In der Aufgabenstellung steht ja das jedes Spiel gezählt werden muss. Ich dachte mir dann einfach das nach jedem ausgeben von true oder false der Zähler um eins erhöht wird. Nur leider funktioniert das nicht so ganz wie ich es mir erhofft hatte.


Danke für die Hilfe!



Gruß,
El Kabong


----------



## Gast2 (18. Jun 2010)

Ein Spiel ist ein Spiel... Du sollst aber mehrere Spiele (oder zumindest Durchläufe) haben...


```
public class NullEinsSpiel {
	private int alleSpiele = 0;
	private int gewonneneSpiele = 0;

	public static void main(String[] args) {
		NullEinsSpiel nes = new NullEinsSpiel();
		
		// 10 mal spielen
		for (int i = 0; i < 10; i++) {
			
			// setzte mit deiner zufall methode gewonnen oder verloren
			int zahl = (int) ((Math.random()) * 2 + 0);
			if (zahl == 0) {
				nes.spiel(true);
			} else {
				nes.spiel(false);
			}
		}

		// noch 10 mal spielen - diesmal mit etwas schönerer Zufallsfuntion
		Random rnd = new Random();
		for (int i = 0; i < 10; i++) {
	        nes.spiel(rnd.nextBoolean());
		}
		
		System.out.println("Alle Spiele: "+nes.getAlleSpiele());
		System.out.println("Gewonnen Spiele: "+nes.getGewonneneSpiele());
		System.out.println("Verlorene Spiele: "+(nes.getAlleSpiele()-nes.getGewonneneSpiele()));
	}

	public void spiel(boolean gewonnen) {
		alleSpiele++;
		if (gewonnen) {
			gewonneneSpiele++;
		}
	}

	public int getAlleSpiele() {
		return alleSpiele;
	}

	public int getGewonneneSpiele() {
		return gewonneneSpiele;
	}

}
```

Versuch das mal nachzuvollziehen - und die Statistik/Gewinnquote und den Spieler dann dazu zu bauen


----------



## El Kabong (19. Jun 2010)

Hallo!

Bei der Methode spiel(boolean gewonnen) muss ja ein Parameter übergeben werden. rnd.nextBoolean() ist dieser Parameter, richtig?

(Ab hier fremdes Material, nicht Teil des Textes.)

PR #1, opened 2016-04-18
ENH: initial structure, dynamic generation of commands

gregcaporaso:
cc @wasade

### DIFF
--- a/README.md
+++ b/README.md
@@ -1,0 +1,50 @@
+# q2cli
+A [click-based](http://click.pocoo.org/) command line interface for [QIIME 2](https://github.com/biocore/qiime2).
+
+# Installation and usage
+
+To use this you'll need to have QIIME 2 installed, as well as some plugins to interact with. Since there are not official releases of these packages yet, you can install the development versions as follows. First we'll just get the interface working. *(The `setuptools` specification seems to be required due to an issue described [here](https://github.com/pypa/setuptools/issues/523).)*
+
+```bash
+conda create -n q2cli python=3.5 jupyter scikit-bio 'setuptools<20.5.0' -c biocore
+source activate q2cli
+# install qiime and q2cli
+pip install https://github.com/biocore/qiime2/archive/master.zip https://github.com/qiime2/q2cli/archive/master.zip
+```
+
+You can now run ``qiime --help`` to see the available commands. You can discover what plugins you currently have installed with ``qiime plugins``
+
+```bash
+qiime --help
+qiime --plugins
+qiime --version
+```
+
+There's not much to do without some plugins, so install the ``feature-table`` plugin and execute the ``qiime --plugins`` command again.
+
+```bash
+pip install https://github.com/qiime2/q2-feature-table/archive/master.zip
+qiime --plugins
+```
+
+You should now see that you have one plugin installed.
+
+If you call ``qiime --help`` again, you'll see that you now have a new command available, corresponding to that plugin. To see what subcommands that plugin defines, call it with ``-help``:
+
+```bash
+qiime feature-table --help
+```
+
+Install the ``diversity`` plugin as well. You'll then have two plugins installed, as well as a couple more workflows.
+
+```bash
+pip install https://github.com/qiime2/q2-diversity/archive/master.zip
+qiime --plugins
+qiime diversity --help
+```
+
+Next you should try to run a command that actually does some work. ``qiime diversity feature_table_to_pcoa`` is a good one to try. You can download demo input ``qtf`` files to work with [here](https://github.com/qiime2/q2d3/tree/master/demo/analysis-dir). Here's the command I ran:
+
+```bash
+qiime diversity feature_table_to_pcoa --feature_table table.qtf --phylogeny phylogeny.qtf --metric unweighted_unifrac --depth 50 --distance_matrix uu-dm.qtf --pcoa_results uu-pc.qtf
+```
--- a/q2cli/cli.py
+++ b/q2cli/cli.py
@@ -1,0 +1,146 @@
+# ----------------------------------------------------------------------------
+# Copyright (c) 2016--, QIIME 2 development team.
+#
+# Distributed under the terms of the Modified BSD License.
+#
+# The full license is in the file COPYING.txt, distributed with this software.
+# ----------------------------------------------------------------------------
+
+import click
+import qiime
+from qiime.sdk import PluginManager, SubprocessExecutor
+
+from . import __version__ as q2cli_version
+
+
+CONTEXT_SETTINGS = {'plugin_manager': PluginManager()}
+
+
+class QiimeCLI(click.MultiCommand):
+
+    def list_commands(self, ctx):
+        plugins = ctx.obj['plugin_manager'].plugins.keys()
+        return sorted(plugins)
+
+    def get_command(self, ctx, name):
+        if name in ctx.obj['plugin_manager'].plugins:
+            plugin = ctx.obj['plugin_manager'].plugins[name]
+
+            class PluginCommand(click.MultiCommand):
+
+                def list_commands(self, ctx):
+                    workflows = plugin.workflows.keys()
+                    return sorted(workflows)
+
+                def get_command(self, ctx, name):
+                    workflow = plugin.workflows[name]
+                    return _build_command(name, workflow)
+
+            return PluginCommand(ctx)
+        else:
+            return None
+
+
+# Top-level option handlers
+
+def _echo_version(ctx, name, value):
+    if value:
+        click.echo('QIIME version: %s' % qiime.__version__)
+        click.echo('q2cli version: %s' % q2cli_version)
+
+
+def _echo_plugins(ctx, name, value):
+    if value:
+        installed_plugins = ctx.obj['plugin_manager'].plugins
+        if len(installed_plugins) == 0:
+            click.echo('No plugins are currently installed.\nYou can browse '
+                       'the official QIIME 2 plugins at: '
+                       'https://github.com/qiime2.')
+        else:
+            click.echo('Installed plugins:')
+            for name, plugin in installed_plugins.items():
+                click.echo(' %s %s (%s)' %
+                           (name, plugin.version, plugin.website))
+
+
+def _echo_info(ctx, name, value):
+    if value:
+        _echo_version(ctx, None, True)
+        _echo_plugins(ctx, None, True)
+
+
+@click.command(cls=QiimeCLI, invoke_without_command=True,
+               no_args_is_help=True)
+@click.option('--version', is_flag=True, callback=_echo_version,
+              help='Print the version and exit.', expose_value=False)
+@click.option('--plugins', is_flag=True, callback=_echo_plugins,
+              help='List installed plugins and exit.', expose_value=False)
+@click.option('--info', is_flag=True, callback=_echo_info,
+              help='Print system details and exit.', expose_value=False)
+@click.pass_context
+def cli(ctx):
+    pass
+
+# TODO: update keys to be the types (rather than their str representations)
+# pending biocore/qiime2#46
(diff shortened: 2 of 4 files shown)


q2cli/cli.py
```diff
@@ -0,0 +1,104 @@
...
+import click
+import qiime
+from qiime.sdk import PluginManager, SubprocessExecutor
+
+from . import __version__ as q2cli_version
+
+@click.group()
+@click.pass_context
+def cli(ctx):
+    ctx.obj['plugin_manager'] = PluginManager()
```
wasade: `PluginManager` is instantiated twice, once here and also on line 43. Is that necessary?

q2cli/cli.py
```diff
@@ -0,0 +1,104 @@
...
+
+@cli.command()
+def version():
+    click.echo('QIIME version: %s' % qiime.__version__)
+    click.echo('q2cli version: %s' % q2cli_version)
+
+@cli.command()
+@click.pass_context
+def plugins(ctx):
+    installed_plugins = ctx.obj['plugin_manager'].plugins.items()
```
wasade: Can defer the call to `.items`:

if not len(ctx.obj['plugin_manager'].plugins:
    # die elegantly
    ctx.exit(1)
else:
    # print out plugin deets
    ctx.exit()
```

File: q2cli/cli.py [hunk 3]
```diff
@@ -0,0 +1,104 @@
...
+    if len(installed_plugins) == 0:
+        click.echo('No plugins are currently installed.\nYou can browse the '
+                   'official QIIME 2 plugins at: https://github.com/qiime2.')
+    else:
+        click.echo('Installed plugins:')
+        for name, plugin in installed_plugins:
+            click.echo(' %s %s (%s)' %
+                       (name, plugin.version, plugin.website))
+
+# should the QIIME types be hashable to support this without casting
```
wasade: I'm :+1: on this as these should be singletons anyway

ebolyen:
I love how short this is!

q2cli/cli.py
```diff
@@ -0,0 +1,104 @@
...
+# to a string?
+_type_map = {'Int': click.INT, 'Str': click.STRING, 'Float': click.FLOAT}
+
+def build_commands(group):
+    plugin_manager = PluginManager()
+    for plugin_name, plugin in plugin_manager.plugins.items():
+        for workflow_name, workflow in plugin.workflows.items():
+            parameters = []
+            for ia_name, ia_type in workflow.signature.input_artifacts.items():
```
wasade: Would love a mechanism to cache here. Strongly suspect these blocks here contribute to the large overhead of just running `qiime`. I can see a few options but not worth blocking on.

q2cli/cli.py
```diff
@@ -0,0 +1,104 @@
...
+                                   help=str(ip_type))
+                parameters.append(p)
+            for oa_name, oa_type in workflow.signature.output_artifacts.items():
+                p = click.Option(['--%s' % oa_name],
+                                   required=True,
+                                   type=click.Path(exists=False, dir_okay=False),
+                                   help='Output %s' % str(oa_type))
+                parameters.append(p)
+
+            def create_callback(wf):
```
wasade: is it necessary that this method is define here vs. at module scope? I'm not seeing the ties to local variables but might be missing it.

q2cli/cli.py
```diff
@@ -0,0 +1,104 @@
...
+                def f(**kwargs):
+                    # execute workflow
+                    executor = SubprocessExecutor()
+                    input_artifacts = {
+                        ia_name: kwargs[ia_name]
+                        for ia_name in wf.signature.input_artifacts.keys()}
```
wasade: call to `.keys` is not necessary

q2cli/cli.py
```diff
@@ -0,0 +1,104 @@
...
+                    }
+                    future_ = executor(wf,
+                                       input_artifacts,
+                                       input_parameters,
+                                       output_artifacts)
+
+                    # if in the future we want the cli to not block but rather
+                    # start daemonized processes, we just don't access result
+                    # here, as that's the step that blocks
+                    completed_process = future_.result()
```
wasade: Would it be possible to have a `--daemonize` exposed at the plugin or higher level?

q2cli/cli.py
```diff
@@ -0,0 +1,104 @@
...
+
+                    if completed_process.returncode != 0:
+                        print(completed_process.stdout)
```
wasade: Should that be `stderr`?

wasade: Actually, I think regardless of exit status, that both stdout and stderr should be dumped (via the appropriate file descriptors)?

q2cli/cli.py
```diff
@@ -0,0 +1,104 @@
...
+                        exit(-1)
```
wasade: ctx.exit(1)

wasade: ...basically, click has wrappers around all of these methods. The reason it's advantageous to use them is if you're, say, hooking up the interface commands into a test harness where a call to `sys.exit` raises `SystemExit`, but in a test harness situation, you do not want that to be raised

q2cli/cli.py
```diff
@@ -0,0 +1,104 @@
...
+                return f
+
+            callback = create_callback(workflow)
+            c = click.Command('%s.%s' % (plugin_name, workflow_name),
```
wasade: Re: existing comment on command groups, but we're on the same page there

wasade:
Comments added. Reminds me of pyqi just so much more elegant

q2cli/cli.py
gregcaporaso: Probably not necessary, thanks.

q2cli/cli.py
gregcaporaso: Yeah, good point. I'll create an issue or todo for that.

q2cli/cli.py
gregcaporaso: Nope, probably not, thanks.

q2cli/cli.py
gregcaporaso: I was thinking we'd have a ``--wait/--no-wait`` or something like that. I'll create an issue for this.

q2cli/cli.py
gregcaporaso: Yep, probably right.

q2cli/cli.py
gregcaporaso: I'll add an issue for that too.

q2cli/cli.py
gregcaporaso: I can't seem to get this working right now - I think the group's context isn't active when I call ``build_command``, which might mean that it would make more sense for that to happen as part of ``cli`` itself. I'm just going to leave this as-is for the moment, since it doesn't impact any UI stuff.

q2cli/cli.py
gregcaporaso: Are the exit calls necessary here? I deferred the ``.items`` call, but I think just ``click.echo``ing should be all I need to do.

gregcaporaso:
@wasade, thanks for the input! I got part way through your comments but I'm out of time. I think we're going to spend some time getting this checked in on Friday, so I'll either address the rest of them then, or create issues. 

Let's not merge this PR for the moment - we can merge on Friday.

q2cli/cli.py
```diff
@@ -0,0 +1,113 @@
...
+            completed_process = future_.result()
+
+            if completed_process.returncode != 0:
+                print(completed_process.stdout,
+                      file=sys.stdout)
+                print(completed_process.stderr,
+                      file=sys.stderr)
+                ctx.exit(1)
+        else:
+            # hmmm, I think this is still blocking
```
wasade: it could be that `executor` is blocking still? Would need to trace the logic to be sure...

q2cli/cli.py
wasade: Thanks!

q2cli/cli.py
```diff
@@ -0,0 +1,113 @@
...
+        if ctx.obj['wait']:
+            # block until result is ready
+            completed_process = future_.result()
+
+            if completed_process.returncode != 0:
+                print(completed_process.stdout,
+                      file=sys.stdout)
+                print(completed_process.stderr,
+                      file=sys.stderr)
+                ctx.exit(1)
```
wasade: In retrospect, it might be good to return `completed_process.returncode` which would allow plugins to have an exit status vocabulary

wasade: ...i mean, `ctx.exit(completed_process.returncode)`

q2cli/cli.py
wasade: Okay, no worries at all

wasade:
Sounds good. Thanks again, this is super awesome.

q2cli/cli.py
```diff
@@ -0,0 +1,113 @@
...
+        click.echo('No plugins are currently installed.\nYou can browse the '
+                   'official QIIME 2 plugins at: https://github.com/qiime2.')
+    else:
+        click.echo('Installed plugins:')
+        for name, plugin in installed_plugins.items():
+            click.echo(' %s %s (%s)' %
+                       (name, plugin.version, plugin.website))
+
+# should the QIIME types be hashable to support this without casting
+# to a string?
```
jairideout: 👍

ebolyen: I will make it so.

q2cli/cli.py
jairideout: 👍 for returning the original processes' return code, could be useful for debugging

q2cli/cli.py
jairideout: Just [followed up](https://github.com/qiime2/q2cli/issues/2#issuecomment-212004236) on #2, we should be able to support lazy loading of subcommands. Not blocking for this PR

jairideout:
@gregcaporaso took a quick pass through, this looks great! 🚀

README.md
```diff
@@ -1,2 +1,38 @@
...
+
+# Installation
+
+To use this you'll need to have QIIME 2 installed, as well as some plugins to interact with. Since there are not official releases of these packages yet, you can install the development versions as follows. First we'll just get the interface working. *(The `setuptools` specification seems to be required due to an issue described [here](https://github.com/pypa/setuptools/issues/523).)*
+
+```bash
+conda create -n q2cli python=3.5 jupyter scikit-bio 'setuptools<20.5.0' -c biocore
+source activate q2cli
+# install qiime and q2cli
+pip install https://github.com/biocore/qiime2/archive/master.zip https://github.com/gregcaporaso/q2cli/archive/master.zip
```
gregcaporaso: update q2cli install url

q2cli/cli.py
gregcaporaso: now biocore/qiime2#46

q2cli/cli.py
gregcaporaso: Also, replace ``print`` with ``click.echo``

q2cli/cli.py
gregcaporaso: I don't think that's it - we tested that previously. We'll troubleshoot for another few minutes, and if we're still stuck we'll get it working in another PR.

README.md
gregcaporaso: done

q2cli/cli.py
gregcaporaso: done

q2cli/cli.py
gregcaporaso: #3 is updated with some details on this, we're going to come back to it. It's not trivial unfortunately.

q2cli/cli.py
gregcaporaso: This is addressed in the latest version, which now does lazy loading of the command line interfaces (the interface for a command is only created when that command is called).

wasade:
Congrats on PR #1!

gregcaporaso:
Thanks, and thanks for the input!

Ich hab jetzt versucht den Spieler einzubauen und die Quote. 


```
import java.util.Random;

public class NullEinsSpiel {
	private double alleSpiele = 0;
	private double gewonneneSpiele = 0;
	private double quote;
	private String name;

	public static void main(String[] args) {
		NullEinsSpiel nes = new NullEinsSpiel();
		NullEinsSpiel name = new NullEinsSpiel("Mr Floppy");

		for (int i = 0; i < 10; i++) {

			int zahl = (int) ((Math.random()) * 2 + 0);
			if (zahl == 0) {
				nes.spiel(true);
			} else {
				nes.spiel(false);
			}
		}

		// noch 10 mal spielen - diesmal mit etwas schönerer Zufallsfuntion
		Random rnd = new Random();
		for (int i = 0; i < 10; i++) {
			nes.spiel(rnd.nextBoolean());
		}

		System.out.println("Name des Spielers: " + name.name);
		System.out.println("Alle Spiele: " + nes.getAlleSpiele());
		System.out.println("Gewonnen Spiele: " + nes.getGewonneneSpiele());
		System.out.println("Verlorene Spiele: "
				+ (nes.getAlleSpiele() - nes.getGewonneneSpiele()));
		System.out.println("Quote: " + nes.getGewinnQuote());

	}

	public void spiel(boolean gewonnen) {
		alleSpiele++;
		if (gewonnen) {
			gewonneneSpiele++;
		}
	}

	public double getAlleSpiele() {
		return alleSpiele;
	}

	public double getGewonneneSpiele() {
		return gewonneneSpiele;
	}

	public double getGewinnQuote() {
		this.quote = gewonneneSpiele / alleSpiele * 100;
		return quote;
	}

	public NullEinsSpiel(String name) {
		this.name = name;
	}

	public NullEinsSpiel() {
		
	}
}
```


*EDIT: * Ich musste den Datentyp int in double ändern, da ich ansonsten bei der Quote immer eine 0 rausbekommen würde. 



Gruß,
El Kabong


----------



## Gast2 (19. Jun 2010)

Jetzt stehen [c]name[/c] und [c]nes[/c] aber in keinem Zusammenhang.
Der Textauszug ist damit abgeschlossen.